心理カウンセラーの風湖です。
コロナ禍の影響で、私達の暮らしは大きく変化し、さまざまな不安が頭をよぎりますね。
実際に、この一年間の間に仕事を減らされたり、解雇になったりした人は、実に90000人を超えているのだそうです。
そんな時代だからなのでしょうか。
最近は「プラス思考」という言葉をよく耳にするようになりました。
「プラス思考」というのは、不幸なことがあっても、ポジティブに捉えれば良いのではないか、という考え方のことです。
しかし、ショックなことや、思いがけないことが起こった時に、すぐにプラス思考にはなかなかなれないものですよね。

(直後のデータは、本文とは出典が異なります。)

PR #1303, opened 2016-09-14
Only send updated and newly visible Stops/Gyms/Pokémon and not-'hidden' Pokémon in the JSON from server to client.

Darkknightz:
## Description

At the moment when you hide pidgeys or rattata's the json you pull from the server still includes these Pokémon.

Also only sends pokestops/gyms/pokémon that have changed since last request and those uncovered while zooming/moving.

## Motivation and Context

Not everyone has unlimited mobile bandwidth and this should also help with bandwidth usage on rented private servers.

This should greatly reduce the json pull every 5 seconds, and especially useful when implementing background updates like: PR #1287

## How Has This Been Tested?

I have tested this locally (single user), i could not see a difference in performance.

Maybe someone with more users can see if this has huge database/cpu impact.

_Edit: 
My concern came from me using Pokemon.get_active_by_id. By now this concern is outdated. And should in fact lower load on the server significantly saving time on SQL/JSONIFY/GZIP._

Before/After Picture
beforeafter

Not hiding any Pokemon.

Above screenshots show difference this will make after 1st request. Only sending modified stops/Pokémon
## Types of changes

## Checklist:

!For the merger: This PR changes the db scheme adding last modified to Pokémon.


DiscoTim:
this is interesting, i am wondering too about only pulling notified Pokemon. The polling method is terribly inefficient, with the server returning the same pokemon over and over. I understand why it is the way it is, because things get complicated. ideal would be something like the server pushes only new, and the client verifies that it received.

Darkknightz:
Ideally the server would only send new Pokémon yea, maybe we can do a 'init' request and a new Pokémon 'since latest' request. That would require more coding, filtering ID's was already in app.py so I just abused that. This is a quick-win, as long as requesting all active Pokémon and requesting Pokémon by 'id' is not heavier on SQL and other calculations.

ottowayne:
TBH I was thinking of going in the exact opposite direction and letting the client do all the filtering.
This would make it possible to allow e.g. Cloudflare to cache for a very short time when there are multiple users requesting data over and over again. More complex queries are more load for the database then if it'd be changed to bulk dumps.
Of course it'd have to be optional in case there are some people covering half their country.

DiscoTim:
I like what @Darkknightz was touching on, with only send me new pokemon since time_stamp, the timestamp could be backed up a bit to ensure nothing was missed (also have repeats) but definitely reduce overall bandwidth because you would not be getting 15 minutes of the same pokemon over and over.  would querying with a timestamp increase DB overhead much?

Darkknightz:
it would need to be an alteration of this in models.py

```
def get_active_by_id(
--snip--
query = (Pokemon
                     .select()
                     .where((Pokemon.pokemon_id << ids) &
                            (Pokemon.disappear_time > datetime.utcnow()) &
                            (Pokemon.latitude >= swLat) &
                            (Pokemon.longitude >= swLng) &
                            (Pokemon.latitude <= neLat) &
                            (Pokemon.longitude <= neLng))
                     .dicts())
```
 it already queries timestamp.

Something where  Pokemon.disappear_time > (datetime.utcnow()   + (15 min - 10 seconds.))

This might get the Pokemon that have spawn for longer than 15 min again but again this is another quick-win.

So first request should be get_active

ottowayne:
@Darkknightz That's not a good solution. I already thought about stuff like this for another patch i worked on. You can't be sure that every new Pokemon found has a later disappear time than the previous one due to parallel workers, failing workers and so on.
To solve this the way you are thinking of, you'd have to add an autoincrementing id or "found timestamp" to the database to be sure that you are retrieving all newly found Pokemon from the database.

Darkknightz:
You are right, finding Pokémon late would not work with what I mentioned. A found time-stamp to query on would work.


Again, this PR is just a quick-win without much alteration to code. Any further optimization would deserve its own PR.

DiscoTim:
@ottowayne i am not familiar with the this database, but does it not include a timestamp for when the record was created, and if so could that not be used in conjunction with what @Darkknightz  is suggesting?

Darkknightz:
I'm not comfortable enough with the SQL / scheme versions in this project to touch it just yet but something like this: 
http://stackoverflow.com/questions/4870536/mysql-automatically-store-record-creation-timestamp

In combination with a query that queries this timestamp, on now()-10 seconds (or what ever the background update max delay would be)

Just have to make sure that if the map has been in active too long that a new 'init' request is done. Or a cookie that stores last_request and use that instead of now() - 10 seconds.

DiscoTim:
I am looking at the database, some have last_modified but not the pokemon table. Also, the client could send what timestamp it wants, and the client can track what timestamp it last sent/requested.

Darkknightz:
Or add datetime.utcnow() to the json and use this value in the next request. If this value is unknown then request all Pokemon.disappear_time > datetime.utcnow().

Darkknightz:
The same can be done for pokestops and gyms, if thats not already done.

DiscoTim:
gym and pokestop do have the last_modified

Darkknightz:
if you add send time to the json, you can filter pokestops/gyms from the next json.

Would only send bytes in followup requests, gziping it would almost be a waste of CPU :p

I'll see if i can get this to work, for pokestops/gyms atleast. (if someone doesn't beat me too it)

DiscoTim:
awesome! :) like you, i am not sure what is involved in getting the last_modified into the pokemon table.

Darkknightz:
having the server send you the time in the JSON also eliminates time difference(/drift) and transfer time between user/server.

Not sure if this creates conflicts with other projects like iPokeGo and the android client, having extra data in the JSON I guess aslong as i stay out of the Pokemon/Gym/Pokestop collection it should be fine.

DiscoTim:
extra values in the json should just be ignored, and as you said if the value doesn't exist it just sends it all.

Darkknightz:
Need to adjust code so it requests new pokestops when zooming out or moving around

DiscoTim:
unless I'm missing something, between the pokemon/gyms/stops this is going to be a massive percent drop in data usage... and a lot less processing on the client.. pretty sweet.

quixfz:
just a comment on this. i did this on my server in another way. i changed the pokemons table the following way:
- encounter_id is a unique index. (but not primary anymore).
- added column eid (uint32) as an auto_increment primary id.
this way, i'm not sending the encounter_id at all in the json, also no spawn id, and less precise coordinates. i'm sending the eid instead (which is muuch smaller), for this i had to modify the upsert to do a "insert ignore" on mysql ('insert ... update on duplicate' would be better). a "replace" would increase the eid and pokemons would get double notifications in the browser.
the json-poller saves the max-eid and only requests the newer ones. and also sends the ignore list, so those dont get sent either. and the whole data is compressed http too.
i did most of this on a php-mysql "web-frontend" that gets synced every 4 seconds. this way the scanners dont get hammered with requests. http://pg.festzeit.ch/

Darkknightz:
@quixfz When IV's get implemented the Pokémon will change after its created and updated with moves/stats. I am afraid your work around will not work then.


Can anyone tell me if you can select pokestops with a NOT IN select query, at the moment I select twice and exclude one from the other.

Darkknightz:
adding Gyms tomorrow!

DiscoTim:
nice :) also, it doesn't look very tricky to get a a last_modified field in to Pokemon table.

last_modified looks the way to go, even if iv's don't make it in, other things may touch it down the road.

are you on discord? hit me up there if you are.

DiscoTim:
I am wondering if a simpler way instead of tracking the coords, is that if the client pans or zooms the map, the client simply resets/zero's the timestamp it sends back?

Darkknightz:
I guess you mean pokestops

DiscoTim:
yes i meant pokestops, i was just thinking ahead :)

jchristi:
Here's an idea: download and store spawn points on the client, have client request only data for currently active but spawn points that haven't been requested already.

tsuncp:
i got 
AttributeError: 'list' object has no attribute 'update'
on
 File "D:\PKMMAP\PokemonGo-Map\pogom\app.py", line 135, in raw_data
    d['pokemons'].update(Pokemon.get_get_active(swLat, swLng, neLat, neLng, oSwLat=oSwLat, oSwLng=oSwLng, oNeLat=oNeLat, oNeLng=oNeLng))

can you help me to solve this :(

Darkknightz:
Pull again, it should fix it.

tsuncp:
have u faced 
2016-09-18 02:42:50,032 [    db-updater-8][        models][ WARNING] (1364, u"Field 'last_modified' doesn't have a default value")... Retrying

tsuncp:
u"Field 'last_modified' doesn't have a default value")... Retrying

after recreate the schema and running the latest code
sql error

Darkknightz:
Sorry First time adding column this should fix it

Darkknightz:
Had tested my self on empty db, which apparently didn't need default value

tsuncp:
ok sorry. jsut my own problem.

Darkknightz:
If you change your db version back to 7 it should now successfully create the new column with default value null

tsuncp:
errr .. actually no problem with the default value , 
i just miss this.......

'last_modified': datetime.utcnow()

pogom/models.py
```diff
@@ -578,11 +659,18 @@ def parse_map(args, map_dict, step_location, db_update_queue, wh_update_queue):
...
     gyms = {}
+    skipped = 0
 
     cells = map_dict['responses']['GET_MAP_OBJECTS']['map_cells']
     for cell in cells:
         if config['parse_pokemon']:
             for p in cell.get('wild_pokemons', []):
+
+                # Don't parse pokemon we've already encountered. Avoids last_modified getting updated on rescanning.
+                if Pokemon.get_encountered_pokemon(p['encounter_id']):
```
jchristi: See @DiscoTim 's https://github.com/PokemonGoMap/PokemonGo-Map/pull/1272#pullrequestreview-721031. Current code will do a SQL SELECT for every pokemon in the list. Suggested optimization will only run a query once for each cell.

jchristi: Here is my suggestion for exact code: https://gist.github.com/jchristi/e694774c3e924dbf8c9b5cc89ab44a38

Darkknightz:
Thanks, I'll add it tomorrow

pogom/models.py
```diff
@@ -83,17 +83,55 @@ class Pokemon(BaseModel):
...
+        query = (Pokemon
+                 .select()
+                 .where((Pokemon.encounter_id == b64encode(str(encounter_id))) &
+                        (Pokemon.disappear_time > datetime.utcnow()))
+                 .dicts()
+                 )
+        pokemon = []
+        for a in query:
+            pokemon.append(a)
+        return pokemon
```
jchristi: just use a simple list comprehension: `return [ pokemon for pokemon in query]`

pogom/models.py
```diff
@@ -83,17 +83,55 @@ class Pokemon(BaseModel):
...
+
+    @staticmethod
+    def get_active(swLat, swLng, neLat, neLng, timestamp=0, oSwLat=None, oSwLng=None, oNeLat=None, oNeLng=None):
+        if not (swLat or swLng or neLat or neLng):
```
jchristi: This is a bug. The previous code was `if swLat is None or swLng is None or neLat is None or neLng is None:`. When you apply `not`, you also have to reverse the other logical operators (so `OR` becomes `AND`). So your code should be: `if not (swLat and swLng and neLat and neLng):` which is equivalent to `if not swLat or not swLng or not neLat or not neLng` which is (more or less) equivalent to the original. While the former might be less code, I think the later is more readable.

Darkknightz:
Yea get encountered will not be needed with the new code to exclude already found pokemon

pogom/models.py
```diff
@@ -124,7 +162,7 @@ def get_active(swLat, swLng, neLat, neLng):
 
     @staticmethod
     def get_active_by_id(ids, swLat, swLng, neLat, neLng):
-        if swLat is None or swLng is None or neLat is None or neLng is None:
+        if not (swLat or swLng or neLat or neLng):
```
jchristi: same issue here

pogom/models.py
jchristi: Method can be removed

Darkknightz:
I think this is ready for review/testing.

Unless anyone has more quick fixes? 

I think scannedlocations/spawnpoints should be optimized in separate PR.

Darkknightz:
Updated screenshot to reflect latest changes.

pogom/models.py
```diff
@@ -578,11 +646,26 @@ def parse_map(args, map_dict, step_location, db_update_queue, wh_update_queue):
...
+                encounter_ids = [b64encode(str(p['encounter_id'])) for p in wild_pokemon]
+
+                query = (Pokemon
+                         .select()
+                         .where((Pokemon.disappear_time > datetime.utcnow()) & (Pokemon.encounter_id << encounter_ids))
+                         .dicts())
+
+                encountered_pokemon = [(p['encounter_id'], p['spawnpoint_id']) for p in query]
+            for p in wild_pokemon:
+                if (b64encode(str(p['encounter_id'])), p['spawn_point_id']) in encountered_pokemon:
```
jchristi: if `wild_pokemon` is empty, then this should cause: `NameError: name 'encountered_pokemon' is not defined`. You need to instantiate `encountered_pokemon` to an empty list outside of the `if` statement.

Darkknightz:
If wild_pokemon is empty it will not go into the for loop therefor not give an error?

jchristi:
Oops? So you aren't having any errors?

pogom/models.py
```diff
@@ -83,17 +83,42 @@ class Pokemon(BaseModel):
...
+                     .where(((Pokemon.disappear_time > datetime.utcnow()) &
+                            (((Pokemon.latitude >= swLat) &
+                              (Pokemon.longitude >= swLng) &
+                              (Pokemon.latitude <= neLat) &
+                              (Pokemon.longitude <= neLng))) &
+                            ~((Pokemon.disappear_time > datetime.utcnow()) &
+                              (Pokemon.latitude >= oSwLat) &
+                              (Pokemon.longitude >= oSwLng) &
+                              (Pokemon.latitude <= oNeLat) &
+                              (Pokemon.longitude <= oNeLng))))
```
jchristi: Am I reading this right?
```python
.where(((Pokemon.disappear_time > datetime.utcnow()) &
                            (((Pokemon.latitude >= swLat) &
                              (Pokemon.longitude >= swLng) &
                              (Pokemon.latitude <= neLat) &
                              (Pokemon.longitude <= neLng))) &
                            ~((Pokemon.disappear_time > datetime.utcnow()) &
                              (Pokemon.latitude >= oSwLat) &
                              (Pokemon.longitude >= oSwLng) &
                              (Pokemon.latitude <= oNeLat) &
                              (Pokemon.longitude <= oNeLng))))
```
is equal to this:
```
where 
    disappear_time > now() and latitude >= swLat and longitude >= swLng and latitude <= neLat and longitude <= neLng \
    and (disappear_time <= now() or latitude < oSwLat or longitude < oSwLng or latitude > oNeLat or longitude > oNeLng)
```
I really don't like the single NOT operator, it makes it much more difficult to read.

Darkknightz:
If your code excludes all the active Pokémon in the old coords from the current coords then that's the same. Although I find yours harder to read :/ I cant even wrap my head around it, it could be that it's 0:10 AM here..

jchristi:
I'm still testing so we'll see

primaxius:
@Darkknightz you mentioned in the description that this breaks notify and hidden? Is that the case? Does this break any current functionality in any way shape or form?

Darkknightz:
@primaxius If you hide a Pokemon thats on your notification list, the Pokemon does not get send so it doesn't get processed. And you wont get a notification. With all the other changes it should be possible to send hidden pokemon or only Pokemon that are on both lists if this a required feature. 

Also looking decided to look further into spawnpoints/scannedlocations.

@DiscoTim has helped me with an updated map.js. Almost ready to push, so it will only send updated scanned/spawnpoints.

jchristi:
@Darkknightz why would anyone hide a pokemon they want to be notified about? Aren't they mutually exclusive?

Darkknightz:
Users do the darndest things ;)

jchristi:
Yeah, but if its shown to be a bug rather than a feature, then this PR becomes a non-breaking change.

DiscoTim:
i could see that, you may not want to see all the pidgey's , weedel's, and ratatta's, but might want to get notified about perfect iv ones. i remember seeing someone mention notifications for hidden on featurehub.

DiscoTim:
@primaxius @jchristi @Darkknightz doesn't break current functionality, could never get notifications for hidden.

Darkknightz:
Zooming in was the last thing I wanted to fix, unless there are bugs that are uncovered while testing. I think this is it :)

nunopitbull:
Can this awsome PR be merged?:)

nunopitbull:
It's working fine and one moment to the other...:
http://prntscr.com/clj73z

Darkknightz:
I think you might have some other PR's interfering with my code.

Darkknightz:
Running current develop next to this PR saw after like 15 min you could see this map drying out, worse on chrome than on Firefox. To make sure we need to create some overlap in the requests, this should make sure the client gets it the changed item.

FabianSperrle:
This seems to prevent expired lured pokestops from switching their icon back to normal, unlured state

Darkknightz:
I realized that yesterday, last_modified on stops is not always within map updates, will need a last_scanned.

beccasafan:
When running the migration, how long does it take / how many rows does your pokemon table have?

beccasafan:
Ok, pulled this down and compared side-by-side without the PR and with the PR, using map.setZoom and map.setCenter to make sure things matched up to then make sure the number of visible markers of each type also lined up.

1. The initial migration took 17 minutes to run (13.5m rows) - that's...***ouch***.
2. When changing the map, this PR results in 1 large request before bringing the size back down. This large request is larger than the requests coming from the map without the pr. 
 - For instance, when zooming out:
   - Without the PR, the map is steady at 4kb, zoom out, and steady at 12.5kb.
   - With the PR, the map is steady at 650b, zoom out, there's a 51kb request, then a 4.6kb, then 5kb, then 2.5kb, then 5kb, then 3kb. 
 - That large request stands out...I guess I didn't expect anything to go over what the map without the PR returned? But then it bouncing around between 2kb and 5kb is a bit odd (though much more minor) given that the data was only changing by 1-2 pokemon/scans as I wasn't changing the map.
3. After zooming out, the number of pokemon/scans were off by 1-2 for a bit. Granted, the 2 maps weren't issuing the request at the exact same time so a variance is possible, it just persisted after zooming out more than zooming in or panning did.

Things I did not explicitly verify get updated on the map correctly:
 - A pokestop becomes lured
 - A lured pokestop expiring
 - A gym changing teams
 - Gyms being updated from anything that's part of `--gym-info` scanning

Overall, this is very close. Running side-by-side the numbers matched up and I definitely saw the significant reduction in response sizes. The length of the migration makes me ***very uncomfortable***, and making sure the state changes from pokestops and gyms get picked up correctly should be done after that code fix.

Darkknightz:
Thanks, i will look into it.

Don't really get what goes wrong when you zoom, tho. 51kb vs 12.5kb original should be impossible. I havent seen anything like it in my testing. 

I'll see if I can spot the error!

Pokeme5005:
First of all, thank you so much Darknightz, and everyone else helping to work on this code. This would really help with me and my friend's bandwidth problems on our phones.

This may be outside the scope of the project, but I'm wondering if it possible to add a "loading" sign while the map is populating? Something like this map is doing? pokejoin.com

Thank you again!

DiscoTim:
@Pokeme5005 you should do a feature request for this. i think the way they are doing it is maybe too jarring? I had thought though a connected/loading/updating indicator was a good idea, and simple enough to do.

Darkknightz:
@beccasafan I think we found why the request is bigger then develop, we are sending the new fields "last_updated" per pokemon. I have changed the query to not return this field, as it is not needed (for now).    (altho 12.5kb vs 51kb is alot..)   (Will push changes soon)

Also fixed pokestops on the backend.
Gyms should be send every time it's been scanned (in order to update "Last Scanned" in the gym popup) so should get new data as it has been scanned.

> The length of the migration makes me _**very uncomfortable**_
I guess you haven't tried 1272 yet, that one adds 5 columns to the pokemon table. I wonder how long that migration would take for you.

beccasafan:
1272 is going in first, but this is good to go pending the rebase that'll be needed.

(sorry! hehe)

Darkknightz:
As said no problem, will get cracking on that rebase

primaxius:
@Darkknightz You rock!

Darkknightz:
@primaxius 
@beccasafan 

So, apparently I had no idea what I was doing. But thanks to @DiscoTim I made it work! 

Here you go, merge conflicts begone!

Barloklol:
There seems to be an issue with -gi enabled, always getting "Exception message: local variable 'stop_ids' referenced before assignment". It's working fine when I disable it, running newest develop build.

Thank you so much for your work btw Darkknightz, this pull is amazing!

Darkknightz:
Whoopsie, here you go

hkuiyo:
How about using websockets to achieve this?

jchristi:
@hkuiyo web sockets is only the transport mechanism so first things first is to make the server send less total data. Further improvements can definitely be made via web sockets but open source projects generally prefer small, iterative improvements rather than giant changes. Web sockets would be a very large change, but is definitely being considered by many devs as a future change.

ですから、そのような不幸なことが起こった時には、このように考えると、少しは楽になるのかもしれません。
「現象に、幸も不幸もない。もともと現象はゼロである。日常の出来事は、ただ淡々と起きて、過ぎていくだけである。」
何年か前に、ある心理学のセミナーに参加させていただいた時がありました。
そこでお話をしていただいた講師の先生が、末期癌を宣告され、ものすごくショックを受け、悩み、気持ちを落ち着かせるためにあるお寺を訪ねた際に、そこの住職さんにこう言われたのだそうです。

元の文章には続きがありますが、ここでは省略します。